[TASK OBJECTIVE]
If a line in the records below holds the word "delete", copy it.

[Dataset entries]
════════════════
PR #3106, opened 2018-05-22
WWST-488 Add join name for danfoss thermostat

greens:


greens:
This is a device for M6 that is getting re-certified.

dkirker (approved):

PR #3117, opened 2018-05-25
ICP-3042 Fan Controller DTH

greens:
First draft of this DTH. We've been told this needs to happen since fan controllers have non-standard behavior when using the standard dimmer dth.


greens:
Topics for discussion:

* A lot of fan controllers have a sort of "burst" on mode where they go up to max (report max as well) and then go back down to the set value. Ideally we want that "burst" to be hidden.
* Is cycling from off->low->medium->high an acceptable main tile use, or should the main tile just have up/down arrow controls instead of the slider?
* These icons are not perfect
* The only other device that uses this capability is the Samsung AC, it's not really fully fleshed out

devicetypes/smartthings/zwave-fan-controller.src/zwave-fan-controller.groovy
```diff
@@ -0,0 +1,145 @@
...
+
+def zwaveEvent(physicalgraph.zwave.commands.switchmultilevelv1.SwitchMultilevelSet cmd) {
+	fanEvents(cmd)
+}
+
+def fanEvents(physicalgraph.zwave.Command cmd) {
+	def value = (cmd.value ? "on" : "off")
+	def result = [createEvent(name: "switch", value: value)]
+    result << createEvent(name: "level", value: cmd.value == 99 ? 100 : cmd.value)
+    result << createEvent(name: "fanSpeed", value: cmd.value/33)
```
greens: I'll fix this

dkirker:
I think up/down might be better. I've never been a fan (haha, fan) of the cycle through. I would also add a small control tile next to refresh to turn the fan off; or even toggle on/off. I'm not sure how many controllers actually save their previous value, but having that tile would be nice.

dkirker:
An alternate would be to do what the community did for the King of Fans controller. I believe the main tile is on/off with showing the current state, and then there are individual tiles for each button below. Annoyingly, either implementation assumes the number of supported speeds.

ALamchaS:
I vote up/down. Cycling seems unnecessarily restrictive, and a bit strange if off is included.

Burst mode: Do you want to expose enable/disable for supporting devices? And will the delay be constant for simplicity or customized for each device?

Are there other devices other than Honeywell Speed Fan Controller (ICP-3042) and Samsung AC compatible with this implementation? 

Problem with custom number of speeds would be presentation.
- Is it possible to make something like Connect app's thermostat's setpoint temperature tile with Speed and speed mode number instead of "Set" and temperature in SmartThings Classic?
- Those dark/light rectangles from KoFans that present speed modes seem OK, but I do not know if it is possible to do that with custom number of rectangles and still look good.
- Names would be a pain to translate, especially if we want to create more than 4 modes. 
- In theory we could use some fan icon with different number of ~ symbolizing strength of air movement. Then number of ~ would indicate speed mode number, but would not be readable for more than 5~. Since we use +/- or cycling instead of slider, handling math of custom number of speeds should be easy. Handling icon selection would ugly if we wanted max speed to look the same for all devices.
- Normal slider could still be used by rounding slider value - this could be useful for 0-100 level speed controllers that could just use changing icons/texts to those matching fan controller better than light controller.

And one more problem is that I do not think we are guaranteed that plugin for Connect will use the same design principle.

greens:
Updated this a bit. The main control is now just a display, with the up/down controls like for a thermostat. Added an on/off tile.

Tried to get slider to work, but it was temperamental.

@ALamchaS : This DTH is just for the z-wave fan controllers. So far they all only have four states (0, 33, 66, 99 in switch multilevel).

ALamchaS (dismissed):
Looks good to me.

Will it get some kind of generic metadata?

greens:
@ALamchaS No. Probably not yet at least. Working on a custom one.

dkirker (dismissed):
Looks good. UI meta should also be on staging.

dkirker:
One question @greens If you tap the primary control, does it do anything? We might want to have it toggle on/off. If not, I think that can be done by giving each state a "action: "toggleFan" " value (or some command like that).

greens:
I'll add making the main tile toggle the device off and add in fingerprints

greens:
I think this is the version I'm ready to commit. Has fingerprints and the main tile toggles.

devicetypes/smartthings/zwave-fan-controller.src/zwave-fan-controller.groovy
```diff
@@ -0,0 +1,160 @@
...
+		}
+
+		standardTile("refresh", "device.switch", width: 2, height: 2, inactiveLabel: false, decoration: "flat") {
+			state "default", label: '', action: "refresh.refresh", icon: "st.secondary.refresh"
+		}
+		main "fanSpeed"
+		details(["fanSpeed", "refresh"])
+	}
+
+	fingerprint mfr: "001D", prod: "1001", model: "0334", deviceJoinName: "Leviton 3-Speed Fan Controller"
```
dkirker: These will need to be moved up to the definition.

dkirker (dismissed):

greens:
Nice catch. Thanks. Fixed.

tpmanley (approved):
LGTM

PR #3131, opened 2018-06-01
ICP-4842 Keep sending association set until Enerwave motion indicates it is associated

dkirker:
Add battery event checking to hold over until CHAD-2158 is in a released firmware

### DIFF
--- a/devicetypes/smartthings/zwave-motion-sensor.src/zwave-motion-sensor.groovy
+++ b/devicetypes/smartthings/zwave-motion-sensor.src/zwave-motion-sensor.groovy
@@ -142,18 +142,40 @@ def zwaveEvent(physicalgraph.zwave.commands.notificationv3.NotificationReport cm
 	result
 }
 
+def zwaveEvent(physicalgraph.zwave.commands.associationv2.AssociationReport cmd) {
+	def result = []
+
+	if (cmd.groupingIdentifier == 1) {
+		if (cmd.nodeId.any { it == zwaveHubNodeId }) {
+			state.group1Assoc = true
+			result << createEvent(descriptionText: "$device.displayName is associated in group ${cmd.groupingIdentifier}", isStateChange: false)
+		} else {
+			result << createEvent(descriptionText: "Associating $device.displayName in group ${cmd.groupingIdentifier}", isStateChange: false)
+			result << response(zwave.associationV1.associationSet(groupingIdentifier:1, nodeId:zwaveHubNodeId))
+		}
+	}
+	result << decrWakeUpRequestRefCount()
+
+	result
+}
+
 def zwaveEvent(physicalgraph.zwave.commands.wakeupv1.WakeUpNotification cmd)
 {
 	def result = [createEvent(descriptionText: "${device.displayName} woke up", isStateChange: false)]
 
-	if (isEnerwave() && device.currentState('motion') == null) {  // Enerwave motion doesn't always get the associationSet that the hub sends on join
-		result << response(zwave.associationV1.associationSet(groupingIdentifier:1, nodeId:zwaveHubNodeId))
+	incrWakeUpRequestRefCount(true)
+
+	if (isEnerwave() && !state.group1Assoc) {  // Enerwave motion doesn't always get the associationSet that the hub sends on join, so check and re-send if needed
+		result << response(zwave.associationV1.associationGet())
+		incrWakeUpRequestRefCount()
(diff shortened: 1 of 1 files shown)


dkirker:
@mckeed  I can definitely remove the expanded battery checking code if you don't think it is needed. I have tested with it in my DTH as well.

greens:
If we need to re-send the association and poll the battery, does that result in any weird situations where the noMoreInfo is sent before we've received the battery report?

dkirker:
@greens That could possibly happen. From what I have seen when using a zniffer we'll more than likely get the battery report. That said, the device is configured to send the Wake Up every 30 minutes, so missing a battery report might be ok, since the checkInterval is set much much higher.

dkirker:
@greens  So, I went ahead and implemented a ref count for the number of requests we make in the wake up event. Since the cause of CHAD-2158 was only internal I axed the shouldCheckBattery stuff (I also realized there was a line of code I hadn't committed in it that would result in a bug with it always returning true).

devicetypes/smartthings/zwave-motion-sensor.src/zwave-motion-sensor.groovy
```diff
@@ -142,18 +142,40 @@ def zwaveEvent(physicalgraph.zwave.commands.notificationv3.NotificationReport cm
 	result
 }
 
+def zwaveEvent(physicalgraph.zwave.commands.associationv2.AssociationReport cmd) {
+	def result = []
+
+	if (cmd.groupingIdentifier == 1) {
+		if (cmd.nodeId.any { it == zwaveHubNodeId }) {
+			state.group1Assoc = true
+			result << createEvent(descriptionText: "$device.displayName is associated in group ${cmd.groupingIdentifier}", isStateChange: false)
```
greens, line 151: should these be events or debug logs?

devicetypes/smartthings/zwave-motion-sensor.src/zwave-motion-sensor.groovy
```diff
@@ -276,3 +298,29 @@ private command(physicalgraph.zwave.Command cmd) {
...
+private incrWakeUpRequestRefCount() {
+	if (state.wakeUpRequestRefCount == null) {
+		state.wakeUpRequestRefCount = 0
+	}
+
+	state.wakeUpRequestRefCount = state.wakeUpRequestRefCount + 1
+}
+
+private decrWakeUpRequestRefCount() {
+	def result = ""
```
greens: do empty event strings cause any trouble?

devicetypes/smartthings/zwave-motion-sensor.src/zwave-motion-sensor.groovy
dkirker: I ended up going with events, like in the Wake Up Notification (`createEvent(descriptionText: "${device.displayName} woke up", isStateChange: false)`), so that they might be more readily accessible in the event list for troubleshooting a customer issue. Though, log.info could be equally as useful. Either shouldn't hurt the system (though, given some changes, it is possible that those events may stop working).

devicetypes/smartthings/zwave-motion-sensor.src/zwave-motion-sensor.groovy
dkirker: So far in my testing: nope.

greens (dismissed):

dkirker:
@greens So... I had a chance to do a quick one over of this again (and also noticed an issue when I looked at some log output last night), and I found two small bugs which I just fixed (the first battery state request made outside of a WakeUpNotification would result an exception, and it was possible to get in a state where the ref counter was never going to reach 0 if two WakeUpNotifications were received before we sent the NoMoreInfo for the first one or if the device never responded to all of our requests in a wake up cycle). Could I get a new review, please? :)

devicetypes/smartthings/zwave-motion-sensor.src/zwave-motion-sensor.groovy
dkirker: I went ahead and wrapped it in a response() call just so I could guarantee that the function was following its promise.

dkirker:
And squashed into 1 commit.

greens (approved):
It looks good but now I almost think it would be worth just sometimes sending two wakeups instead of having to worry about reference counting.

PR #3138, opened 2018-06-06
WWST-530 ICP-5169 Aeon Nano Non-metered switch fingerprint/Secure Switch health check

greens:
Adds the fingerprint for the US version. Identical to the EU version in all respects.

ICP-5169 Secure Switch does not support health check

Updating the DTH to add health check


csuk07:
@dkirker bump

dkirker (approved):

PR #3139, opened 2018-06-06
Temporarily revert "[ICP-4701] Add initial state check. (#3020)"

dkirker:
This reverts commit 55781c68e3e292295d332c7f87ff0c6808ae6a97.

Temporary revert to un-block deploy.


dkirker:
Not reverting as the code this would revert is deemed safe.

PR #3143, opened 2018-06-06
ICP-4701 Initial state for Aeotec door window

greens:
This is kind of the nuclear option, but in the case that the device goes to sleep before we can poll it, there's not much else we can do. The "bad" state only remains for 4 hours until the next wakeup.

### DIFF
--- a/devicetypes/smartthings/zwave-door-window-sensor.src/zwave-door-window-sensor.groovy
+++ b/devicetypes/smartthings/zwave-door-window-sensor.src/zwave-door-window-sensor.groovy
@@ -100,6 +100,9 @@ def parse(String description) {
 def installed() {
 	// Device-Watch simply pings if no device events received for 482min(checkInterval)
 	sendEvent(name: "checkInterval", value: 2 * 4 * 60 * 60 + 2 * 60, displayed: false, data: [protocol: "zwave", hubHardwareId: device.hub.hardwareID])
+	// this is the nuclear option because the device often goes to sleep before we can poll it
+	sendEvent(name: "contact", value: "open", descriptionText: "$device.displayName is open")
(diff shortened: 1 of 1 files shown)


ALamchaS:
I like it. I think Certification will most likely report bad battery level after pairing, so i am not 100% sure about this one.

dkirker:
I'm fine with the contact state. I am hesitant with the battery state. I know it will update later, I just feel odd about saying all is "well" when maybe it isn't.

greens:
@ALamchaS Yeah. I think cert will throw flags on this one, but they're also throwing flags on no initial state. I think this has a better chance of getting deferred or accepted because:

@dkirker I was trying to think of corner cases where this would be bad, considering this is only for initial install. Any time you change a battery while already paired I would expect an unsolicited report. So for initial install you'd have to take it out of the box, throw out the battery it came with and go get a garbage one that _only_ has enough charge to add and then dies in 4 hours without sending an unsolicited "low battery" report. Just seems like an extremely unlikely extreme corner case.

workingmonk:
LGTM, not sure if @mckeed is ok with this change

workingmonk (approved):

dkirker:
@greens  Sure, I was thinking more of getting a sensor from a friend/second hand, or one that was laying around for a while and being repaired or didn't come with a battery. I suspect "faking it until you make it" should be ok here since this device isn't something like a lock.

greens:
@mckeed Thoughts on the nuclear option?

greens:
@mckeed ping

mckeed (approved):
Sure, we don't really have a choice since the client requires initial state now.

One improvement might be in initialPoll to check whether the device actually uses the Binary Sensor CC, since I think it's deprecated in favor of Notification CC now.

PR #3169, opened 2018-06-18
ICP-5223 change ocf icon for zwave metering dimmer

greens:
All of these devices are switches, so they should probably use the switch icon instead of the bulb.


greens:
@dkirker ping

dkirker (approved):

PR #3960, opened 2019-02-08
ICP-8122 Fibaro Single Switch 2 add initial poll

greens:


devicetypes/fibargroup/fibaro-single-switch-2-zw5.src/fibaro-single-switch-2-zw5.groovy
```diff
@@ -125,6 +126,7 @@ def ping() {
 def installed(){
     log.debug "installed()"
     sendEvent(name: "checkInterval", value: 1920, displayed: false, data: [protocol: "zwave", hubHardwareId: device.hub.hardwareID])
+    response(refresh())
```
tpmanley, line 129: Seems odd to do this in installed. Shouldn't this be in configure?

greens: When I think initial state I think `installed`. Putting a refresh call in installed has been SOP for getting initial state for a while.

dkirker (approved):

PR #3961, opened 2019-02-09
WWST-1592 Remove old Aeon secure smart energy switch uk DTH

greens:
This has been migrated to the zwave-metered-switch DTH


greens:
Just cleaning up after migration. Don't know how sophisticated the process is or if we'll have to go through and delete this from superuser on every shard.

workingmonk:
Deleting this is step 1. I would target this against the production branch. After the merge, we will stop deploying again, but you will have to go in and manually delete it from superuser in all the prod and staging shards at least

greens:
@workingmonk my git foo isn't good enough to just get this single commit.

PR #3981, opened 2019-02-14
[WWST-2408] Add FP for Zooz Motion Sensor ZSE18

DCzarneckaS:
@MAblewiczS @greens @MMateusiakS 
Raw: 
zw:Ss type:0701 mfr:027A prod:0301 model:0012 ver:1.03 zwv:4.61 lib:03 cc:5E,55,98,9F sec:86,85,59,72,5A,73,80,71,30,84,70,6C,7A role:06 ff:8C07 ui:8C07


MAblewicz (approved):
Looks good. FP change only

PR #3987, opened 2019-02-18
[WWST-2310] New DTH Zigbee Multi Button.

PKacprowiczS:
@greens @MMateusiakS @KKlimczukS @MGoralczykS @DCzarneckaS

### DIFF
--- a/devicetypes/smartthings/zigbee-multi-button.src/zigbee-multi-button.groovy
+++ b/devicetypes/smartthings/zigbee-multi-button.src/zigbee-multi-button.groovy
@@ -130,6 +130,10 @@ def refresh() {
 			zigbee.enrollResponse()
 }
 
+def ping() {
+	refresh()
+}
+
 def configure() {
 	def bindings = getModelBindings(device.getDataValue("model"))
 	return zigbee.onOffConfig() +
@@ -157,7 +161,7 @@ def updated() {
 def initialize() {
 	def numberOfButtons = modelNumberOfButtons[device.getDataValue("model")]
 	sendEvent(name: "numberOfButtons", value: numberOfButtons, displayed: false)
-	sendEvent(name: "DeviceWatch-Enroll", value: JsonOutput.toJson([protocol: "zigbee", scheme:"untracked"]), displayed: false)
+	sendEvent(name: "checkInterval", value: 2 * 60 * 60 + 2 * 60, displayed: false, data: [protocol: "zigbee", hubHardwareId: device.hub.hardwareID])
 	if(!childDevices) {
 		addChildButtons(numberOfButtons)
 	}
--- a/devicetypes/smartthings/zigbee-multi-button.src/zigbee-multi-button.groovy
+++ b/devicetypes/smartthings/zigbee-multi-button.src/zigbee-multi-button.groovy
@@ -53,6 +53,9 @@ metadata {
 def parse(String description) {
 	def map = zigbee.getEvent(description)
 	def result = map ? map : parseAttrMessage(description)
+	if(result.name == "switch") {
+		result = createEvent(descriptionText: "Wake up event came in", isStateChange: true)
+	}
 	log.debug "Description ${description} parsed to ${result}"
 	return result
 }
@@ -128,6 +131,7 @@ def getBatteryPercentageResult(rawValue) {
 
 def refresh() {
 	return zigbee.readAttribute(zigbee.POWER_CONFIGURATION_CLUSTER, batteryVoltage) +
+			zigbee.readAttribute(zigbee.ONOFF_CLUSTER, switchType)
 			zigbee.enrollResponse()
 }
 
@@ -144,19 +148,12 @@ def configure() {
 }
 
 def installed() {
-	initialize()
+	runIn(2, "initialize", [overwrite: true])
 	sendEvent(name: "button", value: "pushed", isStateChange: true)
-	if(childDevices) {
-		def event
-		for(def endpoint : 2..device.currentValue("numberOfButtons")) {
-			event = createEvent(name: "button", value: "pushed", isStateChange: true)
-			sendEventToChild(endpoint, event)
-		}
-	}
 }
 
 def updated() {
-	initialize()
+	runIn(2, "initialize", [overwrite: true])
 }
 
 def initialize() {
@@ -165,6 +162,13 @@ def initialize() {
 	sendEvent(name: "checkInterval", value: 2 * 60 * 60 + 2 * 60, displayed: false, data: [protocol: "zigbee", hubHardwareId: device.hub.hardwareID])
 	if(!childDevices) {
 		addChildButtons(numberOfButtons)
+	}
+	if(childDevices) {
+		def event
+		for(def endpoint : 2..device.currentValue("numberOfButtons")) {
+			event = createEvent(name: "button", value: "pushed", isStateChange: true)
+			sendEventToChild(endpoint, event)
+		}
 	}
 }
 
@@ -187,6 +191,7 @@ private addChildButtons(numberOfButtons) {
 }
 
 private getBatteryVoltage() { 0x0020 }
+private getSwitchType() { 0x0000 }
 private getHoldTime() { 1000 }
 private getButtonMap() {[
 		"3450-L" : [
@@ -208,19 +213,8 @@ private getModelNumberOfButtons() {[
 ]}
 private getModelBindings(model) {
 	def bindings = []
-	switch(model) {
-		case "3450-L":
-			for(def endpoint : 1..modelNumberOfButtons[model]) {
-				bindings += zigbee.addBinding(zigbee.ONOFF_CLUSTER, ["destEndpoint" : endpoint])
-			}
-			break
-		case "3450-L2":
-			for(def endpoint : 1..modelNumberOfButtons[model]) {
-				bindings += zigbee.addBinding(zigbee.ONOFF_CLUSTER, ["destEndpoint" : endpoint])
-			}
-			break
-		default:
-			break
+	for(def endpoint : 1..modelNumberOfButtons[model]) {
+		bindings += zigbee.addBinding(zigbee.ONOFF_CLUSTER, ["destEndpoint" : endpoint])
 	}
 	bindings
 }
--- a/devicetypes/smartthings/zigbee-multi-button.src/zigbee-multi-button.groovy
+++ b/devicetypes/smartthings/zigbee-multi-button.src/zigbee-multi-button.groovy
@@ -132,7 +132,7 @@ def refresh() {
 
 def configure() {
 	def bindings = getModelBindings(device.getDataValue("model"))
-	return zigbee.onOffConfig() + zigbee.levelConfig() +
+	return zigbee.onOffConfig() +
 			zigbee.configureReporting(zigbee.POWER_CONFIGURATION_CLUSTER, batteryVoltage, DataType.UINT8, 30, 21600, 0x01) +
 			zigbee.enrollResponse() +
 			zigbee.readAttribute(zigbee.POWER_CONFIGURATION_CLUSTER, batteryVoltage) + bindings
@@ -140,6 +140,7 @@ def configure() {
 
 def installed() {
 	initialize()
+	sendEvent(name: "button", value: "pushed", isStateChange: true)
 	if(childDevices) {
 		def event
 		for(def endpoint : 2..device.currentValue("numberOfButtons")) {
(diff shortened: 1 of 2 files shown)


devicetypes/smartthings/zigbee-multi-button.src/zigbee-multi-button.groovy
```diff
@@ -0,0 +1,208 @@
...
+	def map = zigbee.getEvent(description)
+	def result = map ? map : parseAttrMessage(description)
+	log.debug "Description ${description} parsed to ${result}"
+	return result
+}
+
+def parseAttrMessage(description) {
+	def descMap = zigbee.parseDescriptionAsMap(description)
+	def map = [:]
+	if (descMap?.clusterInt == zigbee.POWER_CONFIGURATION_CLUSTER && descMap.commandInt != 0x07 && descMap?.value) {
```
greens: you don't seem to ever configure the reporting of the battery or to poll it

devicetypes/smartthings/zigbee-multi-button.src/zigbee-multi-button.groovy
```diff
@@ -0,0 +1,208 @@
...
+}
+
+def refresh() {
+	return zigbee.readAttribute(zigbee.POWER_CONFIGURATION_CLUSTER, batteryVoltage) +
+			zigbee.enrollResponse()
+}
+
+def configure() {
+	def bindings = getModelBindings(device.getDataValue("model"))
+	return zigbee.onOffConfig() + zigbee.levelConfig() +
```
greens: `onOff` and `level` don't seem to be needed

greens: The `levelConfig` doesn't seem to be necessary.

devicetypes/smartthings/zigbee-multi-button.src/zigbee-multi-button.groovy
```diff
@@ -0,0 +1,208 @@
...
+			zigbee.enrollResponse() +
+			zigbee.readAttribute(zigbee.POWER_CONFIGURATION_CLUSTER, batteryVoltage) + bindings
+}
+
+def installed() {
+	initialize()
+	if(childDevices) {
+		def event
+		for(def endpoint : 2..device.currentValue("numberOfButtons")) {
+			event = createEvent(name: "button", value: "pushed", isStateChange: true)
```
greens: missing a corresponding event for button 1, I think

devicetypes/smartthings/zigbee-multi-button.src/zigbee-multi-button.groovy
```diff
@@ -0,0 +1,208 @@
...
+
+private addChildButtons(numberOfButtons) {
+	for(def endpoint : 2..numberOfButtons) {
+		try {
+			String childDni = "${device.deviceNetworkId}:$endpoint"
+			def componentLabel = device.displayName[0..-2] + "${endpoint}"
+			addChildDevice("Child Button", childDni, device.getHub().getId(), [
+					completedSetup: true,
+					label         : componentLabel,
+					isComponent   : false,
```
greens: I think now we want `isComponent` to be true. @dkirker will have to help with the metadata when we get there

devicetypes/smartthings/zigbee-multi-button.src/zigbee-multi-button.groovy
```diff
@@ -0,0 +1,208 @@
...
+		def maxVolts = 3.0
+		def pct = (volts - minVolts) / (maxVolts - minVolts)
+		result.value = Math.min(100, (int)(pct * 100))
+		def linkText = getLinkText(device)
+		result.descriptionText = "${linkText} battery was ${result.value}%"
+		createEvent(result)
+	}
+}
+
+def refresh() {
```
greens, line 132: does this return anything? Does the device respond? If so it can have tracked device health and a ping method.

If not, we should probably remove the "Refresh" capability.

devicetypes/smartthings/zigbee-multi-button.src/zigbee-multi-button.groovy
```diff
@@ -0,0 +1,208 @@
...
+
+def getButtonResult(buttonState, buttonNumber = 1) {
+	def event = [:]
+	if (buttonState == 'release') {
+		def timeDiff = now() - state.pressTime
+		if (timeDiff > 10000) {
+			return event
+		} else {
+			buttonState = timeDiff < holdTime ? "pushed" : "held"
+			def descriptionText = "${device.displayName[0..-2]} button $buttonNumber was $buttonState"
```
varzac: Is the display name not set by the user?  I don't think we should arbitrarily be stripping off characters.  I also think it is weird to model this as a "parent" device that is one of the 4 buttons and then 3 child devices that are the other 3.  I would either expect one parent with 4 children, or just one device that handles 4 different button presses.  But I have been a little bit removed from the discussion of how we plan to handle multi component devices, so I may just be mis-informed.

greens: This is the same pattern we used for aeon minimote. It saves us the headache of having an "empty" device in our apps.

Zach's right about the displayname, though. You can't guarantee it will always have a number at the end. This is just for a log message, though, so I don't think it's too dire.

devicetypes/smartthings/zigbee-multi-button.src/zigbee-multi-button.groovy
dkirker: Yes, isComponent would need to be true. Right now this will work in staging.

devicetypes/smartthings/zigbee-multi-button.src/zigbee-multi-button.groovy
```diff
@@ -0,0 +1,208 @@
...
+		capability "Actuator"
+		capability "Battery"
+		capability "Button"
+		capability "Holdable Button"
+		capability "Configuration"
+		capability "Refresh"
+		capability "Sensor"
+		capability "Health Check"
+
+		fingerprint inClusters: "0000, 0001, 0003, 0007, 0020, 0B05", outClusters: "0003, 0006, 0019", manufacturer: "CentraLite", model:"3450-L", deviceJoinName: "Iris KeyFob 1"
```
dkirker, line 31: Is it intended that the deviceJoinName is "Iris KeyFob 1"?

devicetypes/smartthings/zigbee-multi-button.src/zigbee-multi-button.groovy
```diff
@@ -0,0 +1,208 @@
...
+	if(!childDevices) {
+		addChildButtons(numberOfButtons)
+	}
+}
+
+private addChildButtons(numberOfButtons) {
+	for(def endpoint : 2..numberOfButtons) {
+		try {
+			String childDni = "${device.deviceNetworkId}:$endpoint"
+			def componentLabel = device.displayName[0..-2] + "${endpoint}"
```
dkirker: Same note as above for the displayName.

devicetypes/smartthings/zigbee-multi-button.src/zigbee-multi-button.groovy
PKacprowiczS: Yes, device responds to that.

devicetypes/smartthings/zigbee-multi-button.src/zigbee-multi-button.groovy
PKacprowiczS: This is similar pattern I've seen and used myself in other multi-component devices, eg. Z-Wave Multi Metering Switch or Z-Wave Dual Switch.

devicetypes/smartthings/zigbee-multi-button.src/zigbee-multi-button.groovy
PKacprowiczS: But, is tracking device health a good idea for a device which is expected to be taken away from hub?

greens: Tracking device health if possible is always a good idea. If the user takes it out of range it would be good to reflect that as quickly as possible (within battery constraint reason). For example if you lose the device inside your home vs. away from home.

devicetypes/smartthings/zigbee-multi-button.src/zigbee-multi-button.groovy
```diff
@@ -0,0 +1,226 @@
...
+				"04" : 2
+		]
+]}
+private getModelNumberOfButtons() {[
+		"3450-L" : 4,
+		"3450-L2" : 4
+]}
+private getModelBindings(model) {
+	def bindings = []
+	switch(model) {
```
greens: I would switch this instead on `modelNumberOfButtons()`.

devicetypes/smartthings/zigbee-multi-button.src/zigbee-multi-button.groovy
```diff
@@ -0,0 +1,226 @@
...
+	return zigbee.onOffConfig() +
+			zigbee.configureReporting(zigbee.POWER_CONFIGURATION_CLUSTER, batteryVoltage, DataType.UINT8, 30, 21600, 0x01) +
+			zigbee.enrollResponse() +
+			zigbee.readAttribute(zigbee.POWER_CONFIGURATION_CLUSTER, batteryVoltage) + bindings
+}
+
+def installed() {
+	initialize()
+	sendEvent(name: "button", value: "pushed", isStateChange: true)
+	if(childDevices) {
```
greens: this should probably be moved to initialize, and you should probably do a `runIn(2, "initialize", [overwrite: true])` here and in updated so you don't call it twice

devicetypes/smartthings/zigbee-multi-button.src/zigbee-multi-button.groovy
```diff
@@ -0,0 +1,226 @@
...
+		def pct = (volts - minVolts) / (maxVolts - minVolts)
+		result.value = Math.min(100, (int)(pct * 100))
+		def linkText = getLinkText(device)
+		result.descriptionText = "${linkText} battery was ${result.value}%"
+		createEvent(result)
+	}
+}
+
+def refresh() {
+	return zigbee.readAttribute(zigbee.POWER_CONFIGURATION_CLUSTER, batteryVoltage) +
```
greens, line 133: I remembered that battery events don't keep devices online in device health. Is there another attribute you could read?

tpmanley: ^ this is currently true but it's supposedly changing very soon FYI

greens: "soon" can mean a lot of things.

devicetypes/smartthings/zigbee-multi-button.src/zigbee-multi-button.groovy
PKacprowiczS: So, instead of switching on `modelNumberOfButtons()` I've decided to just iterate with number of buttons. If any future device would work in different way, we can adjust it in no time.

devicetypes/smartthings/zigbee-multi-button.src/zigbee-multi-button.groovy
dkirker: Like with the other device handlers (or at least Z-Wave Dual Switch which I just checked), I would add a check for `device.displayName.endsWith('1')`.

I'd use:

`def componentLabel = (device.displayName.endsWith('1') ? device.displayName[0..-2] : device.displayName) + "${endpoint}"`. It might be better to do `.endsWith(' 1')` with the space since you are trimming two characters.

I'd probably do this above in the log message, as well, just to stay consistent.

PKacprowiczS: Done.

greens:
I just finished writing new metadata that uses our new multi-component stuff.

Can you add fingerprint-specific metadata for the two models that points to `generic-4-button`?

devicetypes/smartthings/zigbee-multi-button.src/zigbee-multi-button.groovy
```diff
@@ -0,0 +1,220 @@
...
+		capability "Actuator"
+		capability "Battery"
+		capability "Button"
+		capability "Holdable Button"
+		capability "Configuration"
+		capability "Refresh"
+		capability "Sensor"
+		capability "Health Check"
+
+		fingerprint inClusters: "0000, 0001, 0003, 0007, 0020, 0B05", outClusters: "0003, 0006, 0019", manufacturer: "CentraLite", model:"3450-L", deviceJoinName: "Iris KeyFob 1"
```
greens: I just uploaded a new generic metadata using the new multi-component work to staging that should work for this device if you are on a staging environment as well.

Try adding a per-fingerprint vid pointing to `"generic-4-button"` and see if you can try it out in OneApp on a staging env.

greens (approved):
════════════════
[TASK ANSWER]
Just cleaning up after migration. Don't know how sophisticated the process is or if we'll have to go through and delete this from superuser on every shard.
Deleting this is step 1. I would target this against the production branch. After the merge, we will stop deploying again, but you will have to go in and manually delete it from superuser in all the prod and staging shards at least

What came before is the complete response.